Task:
From the entries below, copy every line where the string "LINKED" appears.

╭─ Records provided

PR #1720, opened 2018-12-28
Fix floats() disallowed generation of infinity and bad error message

### LINKED ISSUE #1683: The floats strategy with allow_infinite set to False returns infinity if min_value is large

### LINKED ISSUE #1707: Incorrect error message in floats strategy

Zac-HD:
Closes #1683 and closes #1707.


hypothesis-python/src/hypothesis/searchstrategy/numbers.py
```diff
@@ -108,7 +108,9 @@ def __init__(self, allow_infinity, allow_nan):
         self.sampler = d.Sampler(weights)
 
     def __repr__(self):
-        return "%s()" % (self.__class__.__name__,)
+        return "FloatStrategy(allow_infinity={}, allow_nan={})".format(
```
alexwlchan: nit: Why have you hard-coded the class name instead of continuing to use `self.__class__.__name__`?

hypothesis-python/tests/cover/test_float_nastiness.py
```diff
@@ -251,3 +251,13 @@ def test_no_single_floats_in_range():
...
             warnings.simplefilter("ignore")
             st.floats(low, high, width=32).validate()
+
+
+@given(st.floats(min_value=1e304, allow_infinity=False))
+def test_finite_min_bound_does_not_overflow(x):
+    assert not math.isinf(x)
+
+
+@given(st.floats(max_value=-1e304, allow_infinity=False))
```
alexwlchan: Why choose `1e304` for these tests? A comment behind the choice would be helpful.

Zac-HD: Done - it's a large enough value that we reliable overflow if that's not explicitly handled.

DRMacIver:
NB approved but don't merge things until #1728 is merged as the build will fail.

╰─

Answer box:
### LINKED ISSUE #1683: The floats strategy with allow_infinite set to False returns infinity if min_value is large
### LINKED ISSUE #1707: Incorrect error message in floats strategy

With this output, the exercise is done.